~/docs/api_reference/streaming.md
3,934 bytes·edit on github →

#Streaming

Set stream: true to receive the response as server-sent events (SSE) instead of waiting for the full completion. Each chunk contains a single token delta — typically arriving every 10–40ms.

json
{
  "model": "gob-5.5",
  "messages": [{"role": "user", "content": "tell me a goblin joke"}],
  "stream": true
}

##Wire format

Each event is a line starting with data: followed by a JSON object. The stream is terminated by data: [DONE].

text
data: {"id":"gob-cmpl-Xx","object":"chat.completion.chunk","created":1746998400,"model":"gob-5.5","choices":[{"index":0,"delta":{"role":"assistant"},"finish_reason":null}]}

data: {"id":"gob-cmpl-Xx","object":"chat.completion.chunk","created":1746998400,"model":"gob-5.5","choices":[{"index":0,"delta":{"content":"why "},"finish_reason":null}]}

data: {"id":"gob-cmpl-Xx","object":"chat.completion.chunk","created":1746998400,"model":"gob-5.5","choices":[{"index":0,"delta":{"content":"did "},"finish_reason":null}]}

...

data: {"id":"gob-cmpl-Xx","object":"chat.completion.chunk","created":1746998400,"model":"gob-5.5","choices":[{"index":0,"delta":{},"finish_reason":"stop"}],"usage":{"prompt_tokens":7,"completion_tokens":42,"total_tokens":49,"grs_score":0.83}}

data: [DONE]

##Final chunk

The last chunk before `[DONE]` is special — it includes the usage object and finish_reason.

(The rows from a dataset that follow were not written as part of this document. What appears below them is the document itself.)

PR #102, opened 2026-07-22
Skip npm publishing in forks

oliverames:
## What changed

This keeps the `Publish to npm` job scoped to `sweetrb/apple-notes-mcp`. Forks can keep the workflow file and run normal CI, but their publish job now skips before it requests an npm OIDC exchange or tries to create a GitHub Release.

I hit this in `oliverames/apple-notes-mcp`: once the fork's package version moved ahead of npm, its scheduled workflow tried to publish from the fork and failed the trusted-publisher exchange. The upstream triggers and release recovery behavior are unchanged.

## Checks

- `actionlint` 1.7.12 across all workflows
- `pnpm run lint`
- `pnpm run format:check`
- `pnpm run typecheck`
- `pnpm test` (507 tests)
- `pnpm run build`

### DIFF
--- a/.github/workflows/publish.yml
+++ b/.github/workflows/publish.yml
@@ -45,11 +45,12 @@ jobs:
   publish:
     runs-on: macos-latest
     if: >
-      (github.event_name == 'release') ||
-      (github.event_name == 'workflow_dispatch') ||
-      (github.event_name == 'schedule') ||
-      (github.event_name == 'workflow_run' && github.event.workflow_run.conclusion == 'success' &&
-        (github.event.workflow_run.event == 'push' || github.event.workflow_run.event == 'workflow_dispatch'))
+      github.repository == 'sweetrb/apple-notes-mcp' &&
+      ((github.event_name == 'release') ||
+       (github.event_name == 'workflow_dispatch') ||
+       (github.event_name == 'schedule') ||
+       (github.event_name == 'workflow_run' && github.event.workflow_run.conclusion == 'success' &&
+         (github.event.workflow_run.event == 'push' || github.event.workflow_run.event == 'workflow_dispatch')))
     permissions:
       id-token: write
       contents: write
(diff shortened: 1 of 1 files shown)


sweetrb:
Thanks for this, Oliver — correct instinct, and a real gap: a fork that syncs this workflow fires `publish.yml` on push/schedule and either errors out (no OIDC trusted-publisher) or clutters the fork with red runs. Worth closing.

I pushed one change to your branch and rebased it onto current `main` (2.6.9). The change swaps `github.repository == 'sweetrb/apple-notes-mcp'` for **`github.repository_owner == 'sweetrb'`**, for two reasons:

1. **Conformance.** These four repos keep `publish.yml` **byte-identical** — `./conformance-check.sh` has it in the IDENTICAL set and fails on drift. Hardcoding one repo name makes notes' copy unique and can't be copied verbatim to the other three.
2. **Same result, portable.** `repository_owner == 'sweetrb'` is true on all four sweetrb repos and false on any fork, so it skips forks exactly as you intended while staying identical across the fleet.

The rebase was needed because #101 (search-notes limit) landed first and moved `main` to 2.6.9 — your branch was based on 2.6.8, so `require-version-bump` saw the stale base as an un-bumped diff. Rebased, the only change vs `main` is the one-line guard (workflow-only, version-exempt).

I'm landing the identical guard on the other three repos so all four stay in lockstep. Merging once CI is green.

sweetrb:
Landed as #103 (merged) — thank you, @oliverames! Credited via `Co-authored-by`.

Why a separate PR: a fork PR that modifies a workflow file can't be merged without the `workflow` OAuth scope, which the merge token here lacks. So I carried your commit forward on an in-repo branch (with a `repository == name` → `repository_owner == 'sweetrb'` tweak so it stays byte-identical across all four repos) and merged that. The same guard now lives in mail #106, numbers #38, and photos #46 — the whole fleet skips publish in forks. Nice catch.

PR #104, opened 2026-07-22
fix(security): override vulnerable MCP SDK transitive dependencies

oliverames:
## Description

This overrides two transitive dependencies that the MCP SDK currently cannot resolve to fully patched releases:

- `@hono/node-server` 2.0.10 clears the path traversal advisory affecting the 1.x release selected by the SDK.
- `fast-uri` 3.1.4 clears the two host confusion advisories affecting the version selected through AJV.

Dependabot cannot make either update on its own because both packages sit behind transitive version constraints. The exact overrides can come back out once the SDK widens its ranges. Hono 2 requires Node 20, which matches this package's existing runtime floor.

The shipped bundle is rebuilt, the package version is bumped to 2.6.10, and the changelog records the security fix.

## Type of Change

- [x] Bug fix
- [ ] New feature
- [ ] Documentation update
- [x] Other: dependency security fix

## Testing

- [x] `pnpm run lint`
- [x] `pnpm run format:check`
- [x] `pnpm run typecheck`
- [x] `pnpm test` (515 tests)
- [x] `pnpm run test:integration` (14 tests, including real server and Notes.app checks)
- [x] `pnpm run build`
- [x] `pnpm audit --audit-level low` (no known vulnerabilities)
- [x] Skill and plugin version sync checks

## Checklist

- [x] I have read the CONTRIBUTING guidelines
- [x] I have updated the changelog
- [x] The shipped bundle is committed and the package version is bumped

### DIFF
--- a/.agents/plugins/marketplace.json
+++ b/.agents/plugins/marketplace.json
@@ -6,7 +6,7 @@
   "plugins": [
     {
       "name": "apple-notes",
-      "version": "2.6.9",
+      "version": "2.6.10",
       "source": {
         "source": "local",
         "path": "./codex"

The delta for this chunk is empty ({}), so don't append it as content.

##Python example

python
from gpt_gob import GPTGob

client = GPTGob(api_key="gob-...")

stream = client.chat.completions.create(
    model="gob-5.5",
    messages=[{"role": "user", "content": "tell me a goblin joke"}],
    stream=True,
)

for chunk in stream:
    delta = chunk.choices[0].delta.content
    if delta:
        print(delta, end="", flush=True)

print()  # final newline

##Node.js example

javascript
import { GPTGob } from "@gpt-gob/sdk";

const client = new GPTGob({ apiKey: process.env.GOB_API_KEY });

const stream = await client.chat.completions.create({
  model: "gob-5.5",
  messages: [{ role: "user", content: "tell me a goblin joke" }],
  stream: true,
});

for await (const chunk of stream) {
  const delta = chunk.choices[0]?.delta?.content;
  if (delta) process.stdout.write(delta);
}
process.stdout.write("\n");

##Raw fetch (browser / edge)

javascript
const res = await fetch("https://api.gpt-gob.ai/v1/chat/completions", {
  method: "POST",
  headers: {
    "Content-Type": "application/json",
    "Authorization": "Bearer gob-...",
  },
  body: JSON.stringify({
    model: "gob-5.5",
    messages: [{ role: "user", content: "..." }],
    stream: true,
  }),
});

const reader = res.body.getReader();
const decoder = new TextDecoder();
let buffer = "";

while (true) {
  const { done, value } = await reader.read();
  if (done) break;
  buffer += decoder.decode(value, { stream: true });
  const lines = buffer.split("\n");
  buffer = lines.pop() ?? "";

  for (const line of lines) {
    if (!line.startsWith("data: ")) continue;
    const data = line.slice(6).trim();
    if (data === "[DONE]") return;
    const parsed = JSON.parse(data);
    const delta = parsed.choices[0]?.delta?.content;
    if (delta) console.log(delta);
  }
}

##Caveats

  • Latency: First token typically arrives in 200–600ms depending on mining_depth.
  • Disconnects: SSE connections can drop. Implement reconnect with exponential backoff.
  • Backpressure: If you don't drain the reader, the server will eventually close the connection after 30s of inactivity.
  • Tool calls: Tool call deltas come in as delta.tool_calls arrays. Accumulate them by index. The arguments field is streamed as a JSON string in chunks — you have to concatenate them before parsing.
  • GRS scoring: grs_score is only included in the final chunk's usage. You can't get a partial GRS score during streaming — it's computed after the full output.